_Requirement_.
All the entries that follow are to be returned exactly.

_Stored data entries_.
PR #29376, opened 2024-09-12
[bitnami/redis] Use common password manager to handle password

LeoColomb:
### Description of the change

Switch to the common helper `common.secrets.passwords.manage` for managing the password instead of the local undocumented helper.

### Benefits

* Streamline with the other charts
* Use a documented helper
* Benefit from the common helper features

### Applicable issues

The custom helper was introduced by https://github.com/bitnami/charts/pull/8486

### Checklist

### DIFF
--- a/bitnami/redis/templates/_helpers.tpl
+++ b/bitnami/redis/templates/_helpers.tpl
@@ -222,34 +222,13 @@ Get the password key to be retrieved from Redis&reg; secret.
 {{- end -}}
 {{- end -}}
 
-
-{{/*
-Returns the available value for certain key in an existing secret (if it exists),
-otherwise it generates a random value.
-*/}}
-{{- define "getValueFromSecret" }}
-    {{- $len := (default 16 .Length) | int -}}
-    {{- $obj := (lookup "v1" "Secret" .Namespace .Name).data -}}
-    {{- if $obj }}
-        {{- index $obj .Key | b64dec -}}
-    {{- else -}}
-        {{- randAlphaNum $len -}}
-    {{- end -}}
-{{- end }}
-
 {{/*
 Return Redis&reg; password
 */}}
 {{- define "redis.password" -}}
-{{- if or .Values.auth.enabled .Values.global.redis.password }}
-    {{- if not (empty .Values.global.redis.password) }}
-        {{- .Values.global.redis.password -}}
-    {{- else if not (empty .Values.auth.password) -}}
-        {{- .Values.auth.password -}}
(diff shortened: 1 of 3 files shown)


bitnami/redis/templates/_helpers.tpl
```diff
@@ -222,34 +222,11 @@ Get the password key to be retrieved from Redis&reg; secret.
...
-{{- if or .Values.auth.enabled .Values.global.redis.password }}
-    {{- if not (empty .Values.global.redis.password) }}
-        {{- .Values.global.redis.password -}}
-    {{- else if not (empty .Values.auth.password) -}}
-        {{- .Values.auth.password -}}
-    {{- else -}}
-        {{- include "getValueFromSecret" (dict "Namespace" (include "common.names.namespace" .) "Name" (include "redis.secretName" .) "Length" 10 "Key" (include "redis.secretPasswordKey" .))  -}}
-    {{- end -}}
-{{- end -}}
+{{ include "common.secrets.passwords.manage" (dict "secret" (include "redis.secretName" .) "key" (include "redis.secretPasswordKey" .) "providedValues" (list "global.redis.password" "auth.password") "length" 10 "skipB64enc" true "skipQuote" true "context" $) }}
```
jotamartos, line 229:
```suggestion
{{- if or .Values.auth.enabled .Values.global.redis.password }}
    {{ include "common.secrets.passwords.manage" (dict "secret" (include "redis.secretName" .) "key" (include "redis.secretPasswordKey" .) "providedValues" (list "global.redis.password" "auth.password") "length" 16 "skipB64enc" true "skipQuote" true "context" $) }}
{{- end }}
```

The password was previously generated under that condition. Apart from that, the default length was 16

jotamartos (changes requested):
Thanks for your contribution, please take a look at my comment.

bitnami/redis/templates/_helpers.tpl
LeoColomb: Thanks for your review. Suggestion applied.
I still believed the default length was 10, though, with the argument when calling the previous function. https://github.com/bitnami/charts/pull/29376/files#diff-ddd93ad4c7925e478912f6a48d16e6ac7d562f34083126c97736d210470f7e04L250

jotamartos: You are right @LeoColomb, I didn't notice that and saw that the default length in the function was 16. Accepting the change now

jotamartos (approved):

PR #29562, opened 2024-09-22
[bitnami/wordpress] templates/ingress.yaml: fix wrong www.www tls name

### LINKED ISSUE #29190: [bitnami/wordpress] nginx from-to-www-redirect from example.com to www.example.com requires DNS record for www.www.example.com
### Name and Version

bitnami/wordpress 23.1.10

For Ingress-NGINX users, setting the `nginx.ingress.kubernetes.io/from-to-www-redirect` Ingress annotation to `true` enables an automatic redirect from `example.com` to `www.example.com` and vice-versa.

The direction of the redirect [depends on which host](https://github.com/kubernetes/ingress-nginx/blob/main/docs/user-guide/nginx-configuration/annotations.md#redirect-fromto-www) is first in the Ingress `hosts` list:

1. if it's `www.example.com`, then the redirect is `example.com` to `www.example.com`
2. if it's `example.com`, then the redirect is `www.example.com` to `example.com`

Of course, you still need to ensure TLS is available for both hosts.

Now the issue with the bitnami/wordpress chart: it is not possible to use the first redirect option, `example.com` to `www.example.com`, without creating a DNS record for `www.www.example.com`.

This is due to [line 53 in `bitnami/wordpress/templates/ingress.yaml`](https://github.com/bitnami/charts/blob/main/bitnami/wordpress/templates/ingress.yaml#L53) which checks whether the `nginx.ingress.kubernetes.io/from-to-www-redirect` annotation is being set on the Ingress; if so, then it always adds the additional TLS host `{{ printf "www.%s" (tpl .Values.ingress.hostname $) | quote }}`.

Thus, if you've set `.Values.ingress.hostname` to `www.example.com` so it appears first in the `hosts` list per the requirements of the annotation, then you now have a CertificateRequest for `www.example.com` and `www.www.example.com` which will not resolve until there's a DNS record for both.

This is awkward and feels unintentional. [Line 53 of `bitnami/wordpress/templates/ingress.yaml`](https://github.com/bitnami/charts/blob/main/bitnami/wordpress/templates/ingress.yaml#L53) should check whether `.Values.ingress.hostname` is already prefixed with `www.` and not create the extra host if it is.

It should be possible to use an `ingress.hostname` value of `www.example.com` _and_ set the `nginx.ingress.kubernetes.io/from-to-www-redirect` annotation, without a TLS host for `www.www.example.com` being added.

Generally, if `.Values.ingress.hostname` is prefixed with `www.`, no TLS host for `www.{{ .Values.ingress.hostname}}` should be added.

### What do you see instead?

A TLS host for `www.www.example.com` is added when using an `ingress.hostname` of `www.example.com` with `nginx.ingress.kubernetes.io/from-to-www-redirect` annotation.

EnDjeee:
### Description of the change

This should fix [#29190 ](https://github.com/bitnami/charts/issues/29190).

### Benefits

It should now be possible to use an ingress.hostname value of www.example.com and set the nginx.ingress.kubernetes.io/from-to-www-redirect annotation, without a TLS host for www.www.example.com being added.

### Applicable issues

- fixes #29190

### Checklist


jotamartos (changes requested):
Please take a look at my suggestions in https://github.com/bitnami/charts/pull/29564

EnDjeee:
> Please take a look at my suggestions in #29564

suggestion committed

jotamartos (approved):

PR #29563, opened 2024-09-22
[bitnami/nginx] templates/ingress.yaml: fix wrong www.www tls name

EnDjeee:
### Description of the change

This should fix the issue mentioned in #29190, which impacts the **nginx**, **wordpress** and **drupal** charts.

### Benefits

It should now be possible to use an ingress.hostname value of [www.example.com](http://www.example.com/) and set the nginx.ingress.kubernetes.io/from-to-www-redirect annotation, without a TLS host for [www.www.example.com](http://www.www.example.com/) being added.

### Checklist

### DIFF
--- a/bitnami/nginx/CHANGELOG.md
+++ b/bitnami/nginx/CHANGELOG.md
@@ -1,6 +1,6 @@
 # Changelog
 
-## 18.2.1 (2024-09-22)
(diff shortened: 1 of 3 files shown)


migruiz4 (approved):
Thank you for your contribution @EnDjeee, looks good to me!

_Reply_.
PR #29376, opened 2024-09-12
[bitnami/redis] Use common password manager to handle password

LeoColomb:
### Description of the change

Switch to the common helper `common.secrets.passwords.manage` for managing the password instead of the local undocumented helper.

### Benefits

* Streamline with the other charts
* Use a documented helper
* Benefit from the common helper features

### Applicable issues

The custom helper was introduced by https://github.com/bitnami/charts/pull/8486

### Checklist

### DIFF
--- a/bitnami/redis/templates/_helpers.tpl
+++ b/bitnami/redis/templates/_helpers.tpl
@@ -222,34 +222,13 @@ Get the password key to be retrieved from Redis&reg; secret.
 {{- end -}}
 {{- end -}}
 
-
-{{/*
-Returns the available value for certain key in an existing secret (if it exists),
-otherwise it generates a random value.
-*/}}
-{{- define "getValueFromSecret" }}
-    {{- $len := (default 16 .Length) | int -}}
-    {{- $obj := (lookup "v1" "Secret" .Namespace .Name).data -}}
-    {{- if $obj }}
-        {{- index $obj .Key | b64dec -}}
-    {{- else -}}
-        {{- randAlphaNum $len -}}
-    {{- end -}}
-{{- end }}
-
 {{/*
 Return Redis&reg; password
 */}}
 {{- define "redis.password" -}}
-{{- if or .Values.auth.enabled .Values.global.redis.password }}
-    {{- if not (empty .Values.global.redis.password) }}
-        {{- .Values.global.redis.password -}}
-    {{- else if not (empty .Values.auth.password) -}}
-        {{- .Values.auth.password -}}
(diff shortened: 1 of 3 files shown)


bitnami/redis/templates/_helpers.tpl
```diff
@@ -222,34 +222,11 @@ Get the password key to be retrieved from Redis&reg; secret.
...
-{{- if or .Values.auth.enabled .Values.global.redis.password }}
-    {{- if not (empty .Values.global.redis.password) }}
-        {{- .Values.global.redis.password -}}
-    {{- else if not (empty .Values.auth.password) -}}
-        {{- .Values.auth.password -}}
-    {{- else -}}
-        {{- include "getValueFromSecret" (dict "Namespace" (include "common.names.namespace" .) "Name" (include "redis.secretName" .) "Length" 10 "Key" (include "redis.secretPasswordKey" .))  -}}
-    {{- end -}}
-{{- end -}}
+{{ include "common.secrets.passwords.manage" (dict "secret" (include "redis.secretName" .) "key" (include "redis.secretPasswordKey" .) "providedValues" (list "global.redis.password" "auth.password") "length" 10 "skipB64enc" true "skipQuote" true "context" $) }}
```
jotamartos, line 229:
```suggestion
{{- if or .Values.auth.enabled .Values.global.redis.password }}
    {{ include "common.secrets.passwords.manage" (dict "secret" (include "redis.secretName" .) "key" (include "redis.secretPasswordKey" .) "providedValues" (list "global.redis.password" "auth.password") "length" 16 "skipB64enc" true "skipQuote" true "context" $) }}
{{- end }}
```

The password was previously generated under that condition. Apart from that, the default length was 16

jotamartos (changes requested):
Thanks for your contribution, please take a look at my comment.

bitnami/redis/templates/_helpers.tpl
LeoColomb: Thanks for your review. Suggestion applied.
I still believed the default length was 10, though, with the argument when calling the previous function. https://github.com/bitnami/charts/pull/29376/files#diff-ddd93ad4c7925e478912f6a48d16e6ac7d562f34083126c97736d210470f7e04L250

jotamartos: You are right @LeoColomb, I didn't notice that and saw that the default length in the function was 16. Accepting the change now

jotamartos (approved):

PR #29562, opened 2024-09-22
[bitnami/wordpress] templates/ingress.yaml: fix wrong www.www tls name

### LINKED ISSUE #29190: [bitnami/wordpress] nginx from-to-www-redirect from example.com to www.example.com requires DNS record for www.www.example.com
### Name and Version

bitnami/wordpress 23.1.10

For Ingress-NGINX users, setting the `nginx.ingress.kubernetes.io/from-to-www-redirect` Ingress annotation to `true` enables an automatic redirect from `example.com` to `www.example.com` and vice-versa.

The direction of the redirect [depends on which host](https://github.com/kubernetes/ingress-nginx/blob/main/docs/user-guide/nginx-configuration/annotations.md#redirect-fromto-www) is first in the Ingress `hosts` list:

1. if it's `www.example.com`, then the redirect is `example.com` to `www.example.com`
2. if it's `example.com`, then the redirect is `www.example.com` to `example.com`

Of course, you still need to ensure TLS is available for both hosts.

Now the issue with the bitnami/wordpress chart: it is not possible to use the first redirect option, `example.com` to `www.example.com`, without creating a DNS record for `www.www.example.com`.

This is due to [line 53 in `bitnami/wordpress/templates/ingress.yaml`](https://github.com/bitnami/charts/blob/main/bitnami/wordpress/templates/ingress.yaml#L53) which checks whether the `nginx.ingress.kubernetes.io/from-to-www-redirect` annotation is being set on the Ingress; if so, then it always adds the additional TLS host `{{ printf "www.%s" (tpl .Values.ingress.hostname $) | quote }}`.

Thus, if you've set `.Values.ingress.hostname` to `www.example.com` so it appears first in the `hosts` list per the requirements of the annotation, then you now have a CertificateRequest for `www.example.com` and `www.www.example.com` which will not resolve until there's a DNS record for both.

This is awkward and feels unintentional. [Line 53 of `bitnami/wordpress/templates/ingress.yaml`](https://github.com/bitnami/charts/blob/main/bitnami/wordpress/templates/ingress.yaml#L53) should check whether `.Values.ingress.hostname` is already prefixed with `www.` and not create the extra host if it is.

It should be possible to use an `ingress.hostname` value of `www.example.com` _and_ set the `nginx.ingress.kubernetes.io/from-to-www-redirect` annotation, without a TLS host for `www.www.example.com` being added.

Generally, if `.Values.ingress.hostname` is prefixed with `www.`, no TLS host for `www.{{ .Values.ingress.hostname}}` should be added.

### What do you see instead?

A TLS host for `www.www.example.com` is added when using an `ingress.hostname` of `www.example.com` with `nginx.ingress.kubernetes.io/from-to-www-redirect` annotation.

EnDjeee:
### Description of the change

This should fix [#29190 ](https://github.com/bitnami/charts/issues/29190).

### Benefits

It should now be possible to use an ingress.hostname value of www.example.com and set the nginx.ingress.kubernetes.io/from-to-www-redirect annotation, without a TLS host for www.www.example.com being added.

### Applicable issues

- fixes #29190

### Checklist


jotamartos (changes requested):
Please take a look at my suggestions in https://github.com/bitnami/charts/pull/29564

EnDjeee:
> Please take a look at my suggestions in #29564

suggestion committed

jotamartos (approved):

PR #29563, opened 2024-09-22
[bitnami/nginx] templates/ingress.yaml: fix wrong www.www tls name

EnDjeee:
### Description of the change

This should fix the issue mentioned in #29190, which impacts the **nginx**, **wordpress** and **drupal** charts.

### Benefits

It should now be possible to use an ingress.hostname value of [www.example.com](http://www.example.com/) and set the nginx.ingress.kubernetes.io/from-to-www-redirect annotation, without a TLS host for [www.www.example.com](http://www.www.example.com/) being added.

### Checklist

### DIFF
--- a/bitnami/nginx/CHANGELOG.md
+++ b/bitnami/nginx/CHANGELOG.md
@@ -1,6 +1,6 @@
 # Changelog
 
-## 18.2.1 (2024-09-22)
(diff shortened: 1 of 3 files shown)


migruiz4 (approved):
Thank you for your contribution @EnDjeee, looks good to me!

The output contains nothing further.